TASK –
Locate every line in the records below that holds the word "libtorchaudio" and return each one.

Items from a data source –
PR #3397, opened 2023-06-01
Fix apply_codec to use named file

mthrok:
Follow-up #3386 The intended change was to use path of temporary file, instead of file-like object

### DIFF
--- a/torchaudio/functional/functional.py
+++ b/torchaudio/functional/functional.py
@@ -1330,12 +1330,11 @@ def apply_codec(
         Tensor: Resulting Tensor.
         If ``channels_first=True``, it has `(channel, time)` else `(time, channel)`.
     """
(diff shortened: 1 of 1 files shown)


hwangjeff (approved):

vadimkantorov:
Would it be possible to introduce some sort of `backend=` argument for this function? If I understand, SoX is going to be gradually replaced by ffmpeg in torchaudio, so letting a way for being explicit is a good thing (same as specifying backend for torchaudio.load)

mthrok:
> If still SoX has useful effects/codecs, adding explicit `backend=` option to AudioEffector would be great

The syntax and semantics of those sox effect chain and FFmpeg's filter graph are different, so unifying them is not straightforward. I think users can create such wrapper that suit their requirement and constraints if necessary.

PR #3399, opened 2023-06-01
[Nova] Deleting Remaining CircleCI jobs

osalpekar:
This job completely deletes the CircleCI `config.yml`. Here is what was remaining in the config at the point of deletion:

Used Jobs:
* **Lint** - Now running on Nova - see https://github.com/pytorch/audio/actions/runs/5144082942 for an example run on the latest PR in trunk
* **CircleCI Consistency** - Not needed anymore now if there is no CCI config.

Unused Jobs:
* **build-ffmpeg-$OS** - For the build jobs, we are already building FFMPEG from source as part of the Nova workflows. 
* **download-third-parties** - This is caching. We currently do not have caching in Nova jobs, but @atalman is working on adding support for this as a future optimization.


mthrok (approved):
Yay!

PR #3400, opened 2023-06-02
[Test] Sox windows

mthrok:


mthrok:
The code should work if there is libsox dll, but it seems only static libraries are available for libsox. closing

PR #3409, opened 2023-06-06
[Nova] Remove unused files

atalman:
We are using Project Nova workflows now. These are not required.

Same as: https://github.com/pytorch/vision/pull/7656


mthrok (approved):

.github/workflows/build_docs.yml
```diff
@@ -109,10 +109,9 @@ jobs:
         # TODO: Enable NVDec/NVEnc
         conda install --quiet -y 'ffmpeg>=4.1' pkg-config
         pip --quiet install cmake>=3.18.0 ninja
-        cd packaging
-        . ./pkg_helpers.bash
-        setup_build_version
-        cd ../
```
mthrok, line 115: Can we append a date if BUILD_VERSION is not set?

Without it, it's difficult when the nightly doc was deployed last.

PR #3436, opened 2023-06-12
[SoX/Flac] disable xmms_plugin dependency

wrongbad:
This plugin pulls glib and gtk which breaks the build on some headless systems

Since the plugin is not actually used, it seems right to disable it

This change fixed the build on my system


mthrok (approved):
Looks good. Thanks!

PR #3465, opened 2023-07-10
Update package smoke test

mthrok:
1. Update smoke test script to change directory so that there is no `torchaudio` directory in CWD when smoke test is being executed.
2. Disable the part of smoke test which requires FFmpeg for wheel. The preparation for https://github.com/pytorch/test-infra/pull/4358


.github/workflows/build_wheels_macos.yml
```diff
@@ -36,7 +36,7 @@ jobs:
             cache-key: macos-ffmpeg
             pre-script: packaging/pre_build_script.sh
             post-script: packaging/post_build_script.sh
-            smoke-test-script: test/smoke_test/smoke_test.py
+            smoke-test-script: test/smoke_test/smoke_test_no_ffmpeg.py
```
atalman, line 39: Should this be ``test/smoke_test/smoke_test.py --no-ffmpeg`` instead?

atalman (changes requested):
Please see comment

.github/workflows/build_wheels_macos.yml
mthrok: It seems that you cannot pass an argument

https://github.com/pytorch/test-infra/blob/main/.github/workflows/build_conda_linux.yml#L176

atalman (approved):

PR #4022, opened 2025-08-05
[STABLE ABI] Stable forced_align on cpu

samanklesaria:
This PR ports the `forced_align` code to the stable ABI. It uses the temporary Accessor class defined in the `stable_accessor` PR.

### DIFF
--- a/src/libtorchaudio/forced_align/cpu/compute.cpp
+++ b/src/libtorchaudio/forced_align/cpu/compute.cpp
@@ -131,10 +131,10 @@ void forced_align_impl(
 }
 
 std::tuple<Tensor, Tensor> compute(
-    const Tensor& logProbs,
-    const Tensor& targets,
-    const Tensor& inputLengths,
-    const Tensor& targetLengths,
+    const Tensor logProbs,
+    const Tensor targets,
+    Tensor inputLengths,
+    Tensor targetLengths,
     const int64_t blank) {
   AOTI_TORCH_CHECK(logProbs.is_cpu(), "log_probs must be a CPU tensor");
   AOTI_TORCH_CHECK(targets.is_cpu(), "targets must be a CPU tensor");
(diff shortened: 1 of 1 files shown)


samanklesaria:
Note: this commit now depends on the `dtype` and `is_cpu` methods of stable::Tensor in `pytorch`, which have yet to be merged in. I will keep this PR in draft state until they make their way to nightly.

samanklesaria:
This PR passes all tests for `forced_align` on CPU except expected failures. This is because the correct handling of the expected failures requires porting the `amax` and `item` ops to the stable ABI. I will port these ops next.

MahmoudAshraf97:
Hello, is there a chance to get any features or improvements from #3787 merged? on the other side, I managed to remove the torch dependency completely from the FA api, so I guess it's doable, only the input `log_probs` array needs to be a torch tensor, all other arrays can be vectors or regular arrays, check https://github.com/MahmoudAshraf97/ctc-forced-aligner/blob/main/ctc_forced_aligner/forced_align_impl.cpp for reference

NicolasHug:
Hi @MahmoudAshraf97 , we're currently trying to migrate these ops to be ABI-stable, which is our current top priority. Unfortunately, we won't have the bandwidth to consider improvements like in https://github.com/pytorch/audio/pull/3787 at the moment, sorry. It's possible that we'll be able to re-consider in the future, but the near-term goal is for torchaudio to be stable while minimizing maintenance requirements.

samanklesaria:
The CI used to run fine. A recent change to the stable ABI now leads to `stable::Tensor::scalar_type()` being defined twice, which gives all the errors. Perhaps there's a new preferred way of importing the stable API headers?

pearu:
> The CI used to run fine. A recent change to the stable ABI now leads to `stable::Tensor::scalar_type()` being defined twice, which gives all the errors. Perhaps there's a new preferred way of importing the stable API headers?

The cause of `scalar_type()` being defined multiple times is in including `torch/csrc/stable/tensor.h` (read: including `torch/csrc/stable/tensor_inl.h` that defines `scalar_type()` as a C++ function) from different files. A workaround (that is used in https://github.com/pytorch/audio/pull/4073 and https://github.com/pytorch/audio/pull/4079) is to include `torch/csrc/stable/tensor.h` only from `utils.c` while all other files include `torch/csrc/stable/tensor_struct.h` to get the declaration of `Tensor`.

pearu:
Closing via https://github.com/pytorch/audio/pull/4079

PR #4023, opened 2025-08-05
Remove generic lfilter loop

samanklesaria:
The code for lfilter already has explicit cpu and CUDA. Do we really need a third fallback option? I guess there's an mps device type too. But shouldn't everything else get handled by cpu and cuda? If we removed the fallback, we wouldn't have to worry about porting the transpose, squeeze, and index_put operations to the stable ABI.  

If it's important to keep support for other devices, close this PR.

### DIFF
--- a/src/libtorchaudio/lfilter.cpp
+++ b/src/libtorchaudio/lfilter.cpp
@@ -73,33 +73,6 @@ void cpu_lfilter_core_loop(
       });
 }
 
-void lfilter_core_generic_loop(
-    const torch::Tensor& input_signal_windows,
-    const torch::Tensor& a_coeff_flipped,
-    torch::Tensor& padded_output_waveform) {
-  int64_t n_samples_input = input_signal_windows.size(2);
-  int64_t n_order = a_coeff_flipped.size(1);
-  auto coeff = a_coeff_flipped.unsqueeze(2);
-  for (int64_t i_sample = 0; i_sample < n_samples_input; i_sample++) {
-    auto windowed_output_signal =
-        padded_output_waveform
-            .index(
-                {torch::indexing::Slice(),
-                 torch::indexing::Slice(),
-                 torch::indexing::Slice(i_sample, i_sample + n_order)})
-            .transpose(0, 1);
-    auto o0 =
-        input_signal_windows.index(
-            {torch::indexing::Slice(), torch::indexing::Slice(), i_sample}) -
-        at::matmul(windowed_output_signal, coeff).squeeze(2).transpose(0, 1);
-    padded_output_waveform.index_put_(
-        {torch::indexing::Slice(),
-         torch::indexing::Slice(),
-         i_sample + n_order - 1},
-        o0);
-  }
-}
-
 } // namespace
 
 TORCH_LIBRARY(torchaudio, m) {
@@ -116,7 +89,3 @@ TORCH_LIBRARY_IMPL(torchaudio, CUDA, m) {
   m.impl("torchaudio::_lfilter_core_loop", &cuda_lfilter_core_loop);
 }
 #endif
-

THE COMPLETED TASK –
--- a/src/libtorchaudio/forced_align/cpu/compute.cpp
+++ b/src/libtorchaudio/forced_align/cpu/compute.cpp
--- a/src/libtorchaudio/lfilter.cpp
+++ b/src/libtorchaudio/lfilter.cpp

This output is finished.